Bind every claim to evidence you own. Cite real sources only. Replay every decision. Built for workflows where "the model said so" isn't good enough.
orc is short for orchestration — the runtime spawns bounded sub-skills, never free-form agents.
orc is a CLI + MCP server that runs LLM verification against a corpus you control. The architecture is built around four invariants:
| Invariant | |
|---|---|
| Citations | A verdict can only cite chunks that exist in the retrieval set. Hallucinated chunk IDs are filtered from both the structured citations and the free-text reasoning before the verdict reaches you, and a verdict left with no valid grounding is downgraded to not_found. The guard covers evidence and judgment modes; binary, arithmetic, and decomposed modes return verdicts without per-claim citations (the trace still records every input chunk, and free-text fields are redacted in every mode). |
| Architecture | Skills are stateless callables with explicit I/O contracts — no agent identities, no personas, no emergent coordination. Side effects are funneled through an injected run/workspace; persistence lives in the workspace, not the agents. |
| Replay | Every call writes a trace: retrieval set, every LLM call's tokens and cache hits, the structured output. LLM sampling is pinned to temperature=0 and the corpus is pinned by version, so orc replay <run_id> re-issues the original decision against the same snapshot rather than a fresh sample (best-effort against residual model nondeterminism). |
| Approval | Anything that would mutate the outside world is routed to an approval queue first. Skills can only propose a typed, schema-validated, allow-listed action; a separate process holding the write credentials — which the analysis plane never sees — carries out human-approved actions and records the result, either one-shot (orc execute) or via the auto-drain daemon (orc worker, with leasing + idempotency + retry/backoff). (Hosted row-level authz per plane is Phase 3; see docs/design/0001-isolated-write-paths.md.) |
Orc's guarantee is "every claim is traceable to a cited source" — not "every claim is true." Three failure modes, three different answers:
| Failure mode | Coverage |
|---|---|
| Hallucinated citations — the model cites a chunk that doesn't exist | Caught reliably. Fabricated chunk IDs are filtered structurally before the verdict ships; a verdict left with no valid grounding is downgraded to not_found. |
Unsupported claims — the model says supported when the cited evidence doesn't actually back the claim |
Caught partially. This is an LLM-judge decision, with LLM-judge limits — the faithfulness benchmark (F1 0.864) is the measured error rate, not a guarantee. |
| Faithful-but-wrong — the corpus itself is wrong, stale, or poisoned, and the claim cites it faithfully | Not caught. Orc verifies against your corpus, not against the world. Mitigate with corpus provenance and freshness controls: ingest only sources you trust (sha256 + source path are recorded automatically) and re-verify with orc replay --live after corpus updates. |
Don't take the partial-coverage row on faith: orc eval measures judge accuracy, confidence calibration, and retrieval recall against your own labelled gold set, so you can quantify how well the gate matches your corpus instead of trusting a headline number. It cannot detect faithful-but-wrong corpus content either — no gold set can.
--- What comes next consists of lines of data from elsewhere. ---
Issue #395, opened 2026-09-02
Agent-task read surfaces are not gated behind repo/task visibility rules


euxaristia:
Task read endpoints (`GET /tasks`, GraphQL subscriptions) serve task data without checking repo visibility or task-level access rules. This allows unauthenticated callers to read task bodies on private repos.

Needed:
- Gate task reads behind `authorize_repo_read`
- Decouple open-claim eligibility from read visibility
- Apply rate limiting to GraphQL WebSocket subscriptions
- Enforce hostile-node response limits in the CLI and MCP client

PR #396, opened 2026-09-04
fix(node)!: Gate agent-task reads behind visibility rules

euxaristia:
## Summary
Gates agent-task read surfaces behind repo/task visibility rules, decouples open-claim eligibility from read visibility, resets WebSocket field budgets per operation, and aligns task claim tests with the opaque 404 existence-hiding contract.

Refs #395

## Changes
- Implement `TaskReadBrakeExtension` in `crates/gitlawb-node/src/graphql/mod.rs` to reset the 5-field task read budget per WebSocket operation while preserving connection-level per-IP rate limits.
- Register `/graphql/ws` under `optional_signature` and thread `AuthenticatedDid` into GraphQL connection data.
- Gate unresolved task claims behind `is_repo_quarantined` to prevent leaks on quarantined mirror repos.
- Validate `task_list` `limit` parameter in `gl` MCP strictly as integer or default 50.
- Drain WebSocket frames through terminal frame (`complete`/`error`) by operation ID in test helpers.
- Add forged-signature WebSocket handshake rejection regression test asserting HTTP 401 when declared DID does not match signing keypair.
- Align `claim_task_does_not_steal_preassigned_assignee` with opaque 404 expectations and preserve direct SQL guard coverage.
- Align GraphQL task claim race tests with opaque 404 for rival and fixed conflict mapping for lost write races.

## Prior reviewer feedback addressed
- CodeRabbit: Enforce `is_repo_quarantined` on task claim fallback, authenticate WebSocket queries, strictly validate MCP limit argument, and add forged-signature WebSocket rejection test.
- CI: Aligned `task_write_conflict` assertion message in `claim_task_does_not_steal_preassigned_assignee`.

## Test plan
- `cargo check --workspace --all-targets`
- `cargo clippy --workspace --bins -- -D warnings`
- `cargo test -p gitlawb-node graphql_ws_authenticated_query_accesses_private_task`
- `cargo test -p gl --bin gl mcp::tests`

## Summary by CodeRabbit

- **New Features**
  - Added cursor-based pagination for task listings in GraphQL, CLI, and MCP.
  - Added resumable CLI listings with `--cursor` and incomplete-result notices.
  - Task read responses no longer expose sensitive task tokens.
  - Authenticated clients can access authorized private tasks.
  - Added configurable rate limits for task reads.

- **Bug Fixes**
  - Improved handling of task conflicts, stale updates, invalid requests, and unavailable repositories.
  - CLI and MCP commands now report HTTP failures clearly.
  - Hidden tasks consistently return not-found responses.

- **Security**
  - Protected cursors are caller- and filter-bound, expiry-limited, and node-specific.


beardthelion (changes requested):
Checked head ea5469b2 against origin/main. CI is green on the SHA (https://github.com/Gitlawb/node/actions/runs/33930967342/job/101209295281). I ran the task-read regression module and the GraphQL WebSocket auth/rate-limit tests locally on this head, and read the shared REST/GraphQL collectors. The anonymous and stranger read gate looks solid. One quarantine hole remains on task reads.

## Findings

- [P2] Hard-drop quarantined-repo tasks before the delegator/assignee short-circuit
  `crates/gitlawb-node/src/api/tasks.rs:161`
  `task_visible` returns true for the delegator or assignee before it looks at `repo_id` or quarantine state. `get_visible_task` and `collect_visible_tasks` only call `task_visible`, so a task on a quarantined canonical repo is still readable by its parties through `GET /api/v1/tasks`, `GET /api/v1/tasks/{id}`, and GraphQL `tasks`/`task`. `get_claimable_task` already hard-drops quarantined repos at line 460; the read path does not. Ref-update feeds withhold quarantined rows even from the repo owner. Check `is_repo_quarantined` on `task.repo_id` before the party-match returns, and add a regression that quarantines a repo, seeds a task with that owner as delegator, then asserts REST 404 and GraphQL null on list/get.

Not an ask, recorded only: `fail_task`/`failTask` could mirror the visible-non-assignee tests that `complete_task` already carries; that is separate from this quarantine gap.

beardthelion (changes requested):
Checked head 0c1d5e4d against origin/main. The quarantine read gap from round 1 is fixed: `task_visible` hard-drops quarantined repos before party checks, and `quarantined_repo_task_withheld_from_owner_on_rest_and_graphql` passes. I ran `visible_tasks_tests` (32/32) and a revert probe that turned the quarantine guard RED. A second-model pass on this head surfaced two items I want addressed before merge.

## Findings

- [P2] Fail closed for claim eligibility on mirror rows and unresolved canonical repo IDs
  `crates/gitlawb-node/src/api/tasks.rs:470`
  `task_claimable` returns `true` for slash-form repo IDs and for canonical IDs with no local deduped record, so a signed stranger who knows an unassigned task ID can claim through `get_claimable_task` and receive `task_to_json`, including `payload` and `ucan_token`. Read surfaces correctly hide mirror-repo tasks (`mirror_only_repo_task_is_hidden_from_anonymous_reads`), but the claim path treats those repo states as open. Seed an unassigned task on a mirror id or a nonexistent canonical repo id, POST `/api/v1/tasks/{id}/claim` as an unrelated DID, and assert opaque 404 instead of 200 with the task body.

- [P3] Document `GITLAWB_TASK_READ_RATE_LIMIT` beside the other operator rate-limit knobs
  `crates/gitlawb-node/src/config.rs:715`
  The clap field help is present, but `.env.example` and the README rate-limit table list `GITLAWB_IPFS_RATE_LIMIT` and peers without this knob. Add the variable with default 1200 and the same `0` disables semantics the code implements.

Not an ask, recorded only: the scan-ceiling continuation probe at `tasks.rs:374-387` is deliberate bounded disclosure pinned by `scan_ceiling_continuation_discloses_only_a_terminal_page`; I am not asking to remove it on this round.

jatmn (changes requested):

The runtime work for #395 / #268 is on this head: REST and GraphQL task reads share `collect_visible_tasks` / `get_visible_task`, reads omit `ucan_token`, quarantine drops before party checks, `/graphql/ws` is under `optional_signature`, task-read IP brakes are wired, and `gl` / MCP follow opaque cursors with hostile-node caps. What did not move with that change is the operator-facing contract. Both findings below are the same miss: clap, `main.rs`, collectors, and tests describe the new gate; `README.md`, `.env.example`, and `SECURITY.md` still describe the old hole or omit the new brake. That is why this is still open after the code rounds. It is not because claim, cursors, WebSocket auth, or quarantine need another pass.

Please treat this comment as the closed set for merge. Fix the two docs items in one commit. Do not retouch working gates to “look complete.”

## Close-out (so the next commit can be the last)

Do:

- Add `GITLAWB_TASK_READ_RATE_LIMIT` next to the other per-IP rate-limit knobs in the README settings table and `.env.example`, copying the semantics already implemented (default 1200, `0` disables, keyed via `GITLAWB_TRUSTED_PROXY`).
- Rewrite the published “task listings are not repository-gated / include a UCAN token” sentences in `SECURITY.md` and the README known-limitations bullet so they match gated, redacted reads. Leave pin and anchor listing limitations in those same sentences.

Do not:

- Fail-closed unassigned claim for slash-form mirror ids or unresolved canonical repo ids. #395 asked to decouple open-claim eligibility from read visibility. `task_visible` already withholds mirror ids from reads; `task_claimable` leaves unassigned claim open when no local canonical row can run `listable_at_root`. CodeRabbit’s accepted claim-side fix was quarantine-deny plus preserve-open for unresolved remotes, including slash-form. Repo-less open claim is pinned by `open_repoless_task_create_claim_complete_lifecycle`. Hosted private repos already 404 via `claim_task_on_private_repo_task_returns_404`. Returning `payload` / `ucan_token` on a successful claim is the #268 delivery path, not a leftover list leak. Recoupling those claim paths to the read 404 is out of scope and will bounce.
- Change the 1200 default, the limiter wiring, REST vs GraphQL brake placement, or `0` disables.
- Put `ucan_token` back on GET list/get or GraphQL `tasks` / `task`.
- Rewrite pin, anchor, sparse-clone, or “visibility cannot retract already-announced content” limitations.
- Change the `[0, 200]` task `limit` clamp, cursor MAC, scan-ceiling probe, or CLI/MCP caps. Those are either documented here or owned by #401 / #405.
- Reopen WS auth, forged-signature tests, MCP integer `limit`, or the preassigned SQL claim guard. Those are done on this head.

## Merge readiness

- Overlapping work exists but does not replace a review of this head. Closed #327 is the prior attempt at the same title. Open #275 also honors pre-assigned assignees on claim; this branch already includes the SQL `(assignee_did IS NULL OR normalized key)` guard and opaque 404 for strangers. Open #401 and #405 retarget #399 (task `limit` clamp); this branch clamps to `[0, 200]` and documents GraphQL negatives as clamp-to-zero, while those PRs want `[1, 200]`. Resolve or close the duplicates after this lands so they do not fight the collector.

- Mergeable against current `main` (`bfc44f926d08c0bf774e2c05dd76b245871294f1`); no rebase drift. CI on head `0c1d5e4df255a71e6958b059801ffb7c84a4e3d9` is green (fmt/clippy, tests, audit, MSRV, Docker smoke). Merge is blocked on review.

## Findings

- [P3] Document `GITLAWB_TASK_READ_RATE_LIMIT` beside the other operator rate-limit knobs
  `crates/gitlawb-node/src/config.rs:715`
  `README.md:414`
  `.env.example:273`

  Root cause: the PR added a new operator security knob (`task_read_rate_limit`, env `GITLAWB_TASK_READ_RATE_LIMIT`, default 1200, `0` disables) and wired it on REST `GET /api/v1/tasks` / `GET /api/v1/tasks/{id}` plus GraphQL/WS `TaskReadBrake`, with a startup warning in `main.rs` when it is `0`. The catalogs operators actually copy from were not updated. `.env.example` and the README “Important node settings” table already list `GITLAWB_IPFS_RATE_LIMIT`, `GITLAWB_CREATE_RATE_LIMIT`, `GITLAWB_PEER_WRITE_RATE_LIMIT`, and `GITLAWB_SYNC_TRIGGER_RATE_LIMIT`. An operator grepping those files cannot discover, tune, or knowingly disable the task-read brake, including that `0` turns it off.

  Please add the variable in both places, next to `GITLAWB_IPFS_RATE_LIMIT`, with the contract the code already implements:

  - Default 1200 requests per client IP per hour (above the `/ipfs` 600 budget because a list page plus per-task reads is a normal client pattern).
  - `0` disables.
  - Keyed on the resolved client IP via `GITLAWB_TRUSTED_PROXY`, same as the sibling brakes.
  - Applies to the anonymous task-read routes (`GET /api/v1/tasks`, `GET /api/v1/tasks/{id}`) and the GraphQL/WS task-read brake that shares that budget.

  Copy the clap comment at `config.rs:706-714` into `.env.example` the way the IPFS/create/peer blocks are written. One README table row matching the `GITLAWB_IPFS_RATE_LIMIT` row shape is enough.

  Do not change the default, the limiter, REST-vs-GraphQL layering, or any other rate-limit knob. No code change is required. After the edit, `rg GITLAWB_TASK_READ_RATE_LIMIT README.md .env.example` should hit both files.

- [P3] Align published security limitations with gated task reads
  `SECURITY.md:76`
  `README.md:72`

  Root cause: this PR closed the #268 / #395 task-read hole (visibility collectors + no `ucan_token` on read projections) but left the Known Limitations text that existed to disclose that hole. Operators reading `SECURITY.md` or the README limitations list are still told the old exposure is live. The three-dot diff did not include those files; the code change made the published sentences false, so this PR owns the update.

  Two sentences, one fact:

  - `SECURITY.md:76` currently: `GET /api/v1/tasks`, `/api/v1/ipfs/pins`, and `/api/v1/arweave/anchors` are not repository-gated. Task records include a UCAN token; pin and anchor listings expose object and ref metadata.
  - `README.md:72` currently: task, IPFS-pin, and Arweave-anchor listings are not repository-gated; …

  On this branch, `GET /api/v1/tasks`, `GET /api/v1/tasks/{id}`, and GraphQL `tasks` / `task` go through `collect_visible_tasks` / `get_visible_task`. REST reads use the projection that omits `ucan_token` (`task_to_json` is the write/claim path). Pins and anchors are unchanged.

  Please rewrite only the task-read half of those two sentences so they say task list/get is repository/task-gated and does not include `ucan_token`. Keep the pin and anchor clauses, the sparse-clone withheld-path note, and the “visibility cannot retract already-announced content” note exactly as they are. Do not expand `SECURITY.md` into a design doc, do not mention claim, and do not claim pins/anchors are gated.

  Example shape for `SECURITY.md:76` (wording can vary; the facts cannot): task list/get (REST and GraphQL) is gated by the same visibility collectors as other reads and omits `ucan_token`; `/api/v1/ipfs/pins` and `/api/v1/arweave/anchors` are not repository-gated and still expose object and ref metadata.

  Example shape for `README.md:72`: drop “task” from the ungated-listing list; keep IPFS-pin and Arweave-anchor listings, withheld path names, and the retractability clause.

  After the edit, `rg -n 'not repository-gated' SECURITY.md README.md` should no longer attach that phrase to task reads. Leave `docs/OSS-READINESS-AUDIT.md` alone; it is a historical snapshot that already defers to `SECURITY.md`.

euxaristia:
Addressed the two findings in [review 5123664742](https://github.com/Gitlawb/node/pull/396#pullrequestreview-5123664742) in commit 41fef3a, and the [follow-up wording correction](https://github.com/Gitlawb/node/pull/396#discussion_r3945981191) in commit d9aded2.

- Added `GITLAWB_TASK_READ_RATE_LIMIT` beside the IPFS rate-limit setting in `README.md` and `.env.example`, including the 1200 requests/IP/hour default, `0` disables, trusted-proxy IP resolution, and shared REST/GraphQL/WS task-read budget.
- Updated `README.md` and `SECURITY.md` to describe gated task list/get reads that omit `ucan_token`, preserving the pin/anchor, withheld-path, and already-announced-content limitations.
- Corrected `.env.example` and the matching CLI help comment in `crates/gitlawb-node/src/config.rs`: the list route returns a visibility-filtered page; the individual-task route returns an opaque 404 when the task is hidden or missing. Both can incur visibility-query costs even when no task is returned.

These commits update documentation and CLI help wording only; runtime gates, defaults, and limiter wiring are unchanged. Local validation passed: the requested documentation searches, `cargo fmt --all -- --check`, and Git diff whitespace checks. Runtime tests were not rerun locally for these edits.

At the time of this update, CI on d9aded2 has passed formatting/clippy, audit, MSRV, Windows tests, and the other completed checks; stable/beta tests, the release build, and Docker smoke testing are still running. Current results: [PR checks](https://github.com/Gitlawb/node/pull/396/checks).

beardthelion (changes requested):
PR #4518, opened 2021-09-23
Notifications for subscribers of parent objects

BurntimeX:
See https://github.com/WoltLab/com.woltlab.wbb/issues/386


wcfsetup/install/files/lib/system/user/object/watch/UserObjectWatchHandler.class.php
```diff
@@ -171,4 +171,67 @@ public function getSubscribers(string $objectType, int $objectID): array
...
+                    $parentUserIDs,
+                    $filterRecipients,
+                    \ARRAY_FILTER_USE_BOTH
+                )
+            );
+            $recipientIDs = \array_unique(\array_merge($recipientIDs, $parentRecipientIDs));
+        }
+
+        if (!empty($recipientIDs)) {
+            if (!empty($recipientIDs)) {
```
TimWolla, line 226: This condition is duplicated with the line above.

PR #4530, opened 2021-09-28
Add `WoltLabSuite/Core/Ui/ScrollSpy`

joshuaruesweg:


ts/WoltLabSuite/Core/Ui/ScrollSpy.ts
```diff
@@ -0,0 +1,89 @@
...
+    this.callback = callback;
+    this.reference = reference;
+    this.target = target;
+
+    this.start();
+
+    this.scroll();
+  }
+
+  private scroll(): void {
```
TimWolla, line 40:
```suggestion
  private onScroll(): void {
```

ts/WoltLabSuite/Core/Ui/ScrollSpy.ts
```diff
@@ -0,0 +1,89 @@
...
+
+type Callback = () => void;
+
+export class ScrollSpy {
+  private threshold: number;
+  private callback: Callback;
+  private reference?: HTMLElement;
+  private target?: HTMLElement;
+
+  public constructor(threshold: number, callback: Callback, target?: HTMLElement, reference?: HTMLElement) {
```
TimWolla, line 25: Does it make sense to only provide one of `target` and `reference`?

If not:
```suggestion
  public constructor(threshold: number, callback: Callback);
  public constructor(threshold: number, callback: Callback, target: HTMLElement, reference: HTMLElement);
  public constructor(threshold: number, callback: Callback, target?: HTMLElement, reference?: HTMLElement) {
```
(untested)

ts/WoltLabSuite/Core/Ui/ScrollSpy.ts
```diff
@@ -0,0 +1,89 @@
...
+      this.callback();
+    }
+  }
+
+  private getTargetHeight(): number {
+    if (this.target) {
+      return this.target.clientHeight;
+    }
+
+    return document.querySelector("body")!.scrollHeight;
```
TimWolla, line 55:
```suggestion
    return document.body.scrollHeight;
```

ts/WoltLabSuite/Core/Ui/ScrollSpy.ts
joshuaruesweg: Yes. The common usage is to apply a `target` but not a `reference`.

ts/WoltLabSuite/Core/Ui/ScrollSpy.ts
```diff
@@ -0,0 +1,89 @@
+/**
+ * Executes provided callback if scroll threshold is reached. Usable to determine
+ * if user reached the bottom of an element to load new elements on the fly.
+ *
+ * If you do not provide a value for `reference` and `target` it will assume you're
+ * monitoring page scrolls, otherwise a valid HTMLElement must be provided.
+ *
+ * If reference is `null` the entire window will be the reference.
```
TimWolla, line 8: `null` is not an allowed value.

PR #4538, opened 2021-10-04
Disable unfurled urls in signatures

joshuaruesweg:


TimWolla (approved):
Not particularly happy with the hardcoded context check, but LGTM. With the property being `private` it can be refactored if the need arises.

PR #4543, opened 2021-10-08
Replace charset directly after head

xopez:
The `charset` meta element should be the first thing in `<head>`.
Further reading: https://webhint.io/docs/user-guide/hints/hint-meta-charset-utf-8/


TimWolla:
Duplicate of #3998

PR #4570, opened 2021-10-28
Add support for inverted permissions in simple acl form field

joshuaruesweg:


wcfsetup/install/files/lib/system/form/builder/field/acl/simple/SimpleAclFormField.class.php
```diff
@@ -82,9 +89,37 @@ public function readValue()
...
 
         return $this;
     }
+
+    /**
+     * Enables or disables the support for inverted permissions.
+     *
+     * @return  static      this field
+     */
+    public function supportInvertedPermissions(bool $supportInvertedPermissions = true)
```
joshuaruesweg, line 109: Missing `@since`

TimWolla (approved):

PR #4572, opened 2021-11-01
Suggest performing a system check when key system information change

### LINKED ISSUE #4562: Suggest performing a system check when key system information change
Running a system check should be recommended when key system information change:

- [x] The document root (indicating a switch of web host)
- [x] The PHP release branch (possibly missing an important extension, because the host forgot to install it)
- [x] The MySQL release branch

These values should be stored when a successful system check was run and checked on the IndexPage, suggesting to run a system check when the values differ.

TimWolla:
Resolves #4562


wcfsetup/install/files/lib/system/Environment.class.php
```diff
@@ -0,0 +1,57 @@
...
+     * the PHP minor version and the MySQL fork and minor version.
+     */
+    public static function getSystemId(): string
+    {
+        $ctx = \hash_init('sha256');
+
+        $sqlVersion = WCF::getDB()->getVersion();
+
+        foreach (
+            [
```
dtdesign, line 31: I would move this into a separate variable in front of the `foreach()`, makes it easier to read.

wcfsetup/install/files/lib/system/Environment.class.php
```diff
@@ -0,0 +1,57 @@
...
+                // 1) The path to this class as a proxy for the document root.
+                \sprintf("__FILE__ %s", __FILE__),
+                // 2) The PHP minor version.
+                \sprintf('PHP %s', self::getMinorVersion(\PHP_VERSION)),
```
dtdesign, line 35:
```suggestion
                \sprintf('PHP %s.%s', \PHP_MAJOR_VERSION, \PHP_MINOR_VERSION),
```
See https://www.php.net/manual/en/reserved.constants.php#reserved.constants.core

dtdesign (changes requested):

wcfsetup/install/files/lib/system/Environment.class.php
TimWolla: I initially considered that, but this would be inconsistent with `SystemCheck` itself:

https://github.com/WoltLab/WCF/blob/master/wcfsetup/install/files/lib/acp/page/SystemCheckPage.class.php#L351

dtdesign: I see, then disregard my comment please. I'm not sure why we went the extra mile in the system check, but you are right about being consistent.

dtdesign (approved):

PR #4577, opened 2021-11-04
fix dependency issues with ItemList-based fields

mutec:


TimWolla:
Thanks, I've already picked the commit fixing the typo in the comment.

Built for research analysts, editorial teams, legal & compliance, agentic-workflow engineers — anyone whose AI work product has to survive a second reviewer six months later.
# Install
uv pip install git+https://github.com/Thormatt/orc
# Or, once published to PyPI (the CLI command and import name stay `orc`):
# uv pip install orc-ai
# Set up credentials (either of these works; OpenRouter takes priority if both set)
export ANTHROPIC_API_KEY=sk-ant-...
export OPENROUTER_API_KEY=sk-or-...
# Create a workspace, ingest evidence, verify a claim
orc workspace create research
orc ingest ./notes -w research
orc ingest https://www.anthropic.com/engineering/effective-context-engineering-for-ai-agents -w research
orc verify "Anthropic's prompt caching has a 5-minute ephemeral TTL by default" -w research
# → SUPPORTED confidence=0.88
# chunk_id=01KR1MQ... source: prompt-caching docs · §2 · p.3
# Or pipe a whole draft through
orc verify --file draft.md -w research
# → 7 claims extracted. supported=4 partial=1 contradicted=1 not_found=1
# Inspect or replay any decision
orc trace show <run_id>
orc replay <run_id> # frozen replay against the original corpus snapshot
orc replay <run_id> --live # against the current corpus
# Expose as MCP for Claude Code / Codex
orc mcp serve
# Then in another shell:
claude mcp add orc -- uv run --directory $(pwd) orc mcp serveorc workspace create <name> create a new workspace
orc workspace list list workspaces
orc ingest <path-or-url> [-w <name>] add evidence (md, txt, json, pdf, urls)
orc search "<query>" [-w <name>] BM25 retrieval, no LLM
orc verify "<claim>" [-w <name>] verify a single claim
orc verify --file <path> extract + verify every claim in a draft
orc verify --url <url> same, from a URL
orc research "<topic>" [-w <name>] corpus-grounded synthesis with citations
orc report <run_id>... [-o out.html] render trace(s) as a shareable HTML report
orc verify "<claim>" --mode tiered cheap judge first, escalate only when unsure
orc eval import <file.yaml> [-w <n>] seed a labelled gold set
orc eval label <run_id> --verdict <v> promote/correct a real verdict into gold
orc eval run [-w <name>] [--json] score the gate (accuracy, calibration, recall)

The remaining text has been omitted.